Produce an exact transcript of all the records.

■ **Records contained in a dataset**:
============

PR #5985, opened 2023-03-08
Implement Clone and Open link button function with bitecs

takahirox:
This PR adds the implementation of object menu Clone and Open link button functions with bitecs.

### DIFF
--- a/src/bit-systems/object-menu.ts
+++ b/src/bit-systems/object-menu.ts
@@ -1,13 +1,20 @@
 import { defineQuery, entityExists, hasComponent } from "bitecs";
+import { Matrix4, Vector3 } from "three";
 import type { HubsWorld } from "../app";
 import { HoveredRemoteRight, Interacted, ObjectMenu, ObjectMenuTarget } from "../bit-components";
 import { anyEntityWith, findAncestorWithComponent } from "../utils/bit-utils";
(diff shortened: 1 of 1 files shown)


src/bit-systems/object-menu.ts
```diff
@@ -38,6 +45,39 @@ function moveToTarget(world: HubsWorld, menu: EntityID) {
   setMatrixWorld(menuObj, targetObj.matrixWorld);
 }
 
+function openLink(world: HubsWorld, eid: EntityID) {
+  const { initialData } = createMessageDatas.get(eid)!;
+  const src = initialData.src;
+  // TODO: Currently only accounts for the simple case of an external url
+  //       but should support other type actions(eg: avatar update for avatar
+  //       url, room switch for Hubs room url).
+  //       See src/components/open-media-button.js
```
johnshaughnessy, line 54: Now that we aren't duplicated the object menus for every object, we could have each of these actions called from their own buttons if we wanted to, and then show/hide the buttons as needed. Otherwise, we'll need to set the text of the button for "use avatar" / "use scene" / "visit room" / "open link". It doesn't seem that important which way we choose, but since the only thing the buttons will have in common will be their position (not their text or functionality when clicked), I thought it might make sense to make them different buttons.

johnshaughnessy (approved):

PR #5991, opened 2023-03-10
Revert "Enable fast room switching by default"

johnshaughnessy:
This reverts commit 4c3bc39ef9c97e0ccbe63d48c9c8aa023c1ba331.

============

■ **Task solution**:
PR #5985, opened 2023-03-08
Implement Clone and Open link button function with bitecs

takahirox:
This PR adds the implementation of object menu Clone and Open link button functions with bitecs.

### DIFF
--- a/src/bit-systems/object-menu.ts
+++ b/src/bit-systems/object-menu.ts
@@ -1,13 +1,20 @@
 import { defineQuery, entityExists, hasComponent } from "bitecs";
+import { Matrix4, Vector3 } from "three";
 import type { HubsWorld } from "../app";
 import { HoveredRemoteRight, Interacted, ObjectMenu, ObjectMenuTarget } from "../bit-components";
 import { anyEntityWith, findAncestorWithComponent } from "../utils/bit-utils";
(diff shortened: 1 of 1 files shown)


src/bit-systems/object-menu.ts
```diff
@@ -38,6 +45,39 @@ function moveToTarget(world: HubsWorld, menu: EntityID) {
   setMatrixWorld(menuObj, targetObj.matrixWorld);
 }
 
+function openLink(world: HubsWorld, eid: EntityID) {
+  const { initialData } = createMessageDatas.get(eid)!;
+  const src = initialData.src;
+  // TODO: Currently only accounts for the simple case of an external url
+  //       but should support other type actions(eg: avatar update for avatar
+  //       url, room switch for Hubs room url).
+  //       See src/components/open-media-button.js
```
johnshaughnessy, line 54: Now that we aren't duplicated the object menus for every object, we could have each of these actions called from their own buttons if we wanted to, and then show/hide the buttons as needed. Otherwise, we'll need to set the text of the button for "use avatar" / "use scene" / "visit room" / "open link". It doesn't seem that important which way we choose, but since the only thing the buttons will have in common will be their position (not their text or functionality when clicked), I thought it might make sense to make them different buttons.

johnshaughnessy (approved):

PR #5991, opened 2023-03-10
Revert "Enable fast room switching by default"

johnshaughnessy:
This reverts commit 4c3bc39ef9c97e0ccbe63d48c9c8aa023c1ba331.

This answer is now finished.